*** Opening of GIVEN ENTRIES ***

PR #2111, opened 2023-04-05
Enable Spanish Translation

jonaharagon:
Changes proposed in this PR:

- Enable `/es/`

PR #2120, opened 2023-04-10
Download translations dynamically

jonaharagon:
Removes translations from this Git repo, Netlify will download them from Crowdin automatically every time it builds the site (at the expense of making Netlify previews take much longer lol)


blacklight447:
Whats the pro here actually? As i don't think repo size matters that much honestly.

jonaharagon:
@blacklight447 the advantages are a cleaner commit history and changelog; less manual work since we wouldn't have to check translations on here and Crowdin; less confusion about where files should be edited, because currently there are a lot of files which can not be manually edited on GitHub (only on Crowdin) so there's no reason for them to exist here; changes on Crowdin can be previewed on Netlify much easier (for example changes to the upcoming #2111 Spanish translation would be preview-able live quicker); and that the translated versions of the site will be updated much quicker when changes to the main site are made, instead of outdated information and missing pages sitting on them until the next language release.

The disadvantage is that translations won't be manually reviewed via PR here before going live. I'm unsure whether this is a big risk since we don't accept translations from unapproved contributors (not that the approval process is particularly rigorous, but it is a roadblock to spam bots/trolls at least). Also, longer Netlify build times.

blacklight447 (approved):

PR #2149, opened 2023-04-29
Add offline paid subcription for Standard Notes

d4rklynk:
You need to pay an offline subscription while self-hosting

### DIFF
--- a/docs/notebooks.md
+++ b/docs/notebooks.md
@@ -63,7 +63,7 @@ Since January 2023, Joplin supports biometrics app lock for [Android](https://jo
         - [:simple-linux: Linux](https://standardnotes.com)
         - [:octicons-globe-16: Web](https://app.standardnotes.com/)
         
-You still need to pay an [offline subscription](https://standardnotes.com/help/self-hosting/subscriptions) to be able to use premium features for self-hosting. The payement is done by paying monthly or yearly. The prices are really different, monthly is 5.85$/month (meaning 70.2$/year) and yearly is 3.25$/month (meaning 39$/year).
+You still need to pay an [offline subscription](https://standardnotes.com/help/self-hosting/subscriptions) to be able to use premium features for self-hosting.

*** Close of GIVEN ENTRIES ***

* _EXERCISE GOAL_
Could you set down, word for word, only the lines above from the line with "PR #2149, opened 2023-04-29" to the line with "- [:octicons-globe-16: Web](https://app.standardnotes.com/)", including both?

* _RESULT OF THE EXERCISE_
PR #2149, opened 2023-04-29
Add offline paid subcription for Standard Notes

d4rklynk:
You need to pay an offline subscription while self-hosting

### DIFF
--- a/docs/notebooks.md
+++ b/docs/notebooks.md
@@ -63,7 +63,7 @@ Since January 2023, Joplin supports biometrics app lock for [Android](https://jo
         - [:simple-linux: Linux](https://standardnotes.com)
         - [:octicons-globe-16: Web](https://app.standardnotes.com/)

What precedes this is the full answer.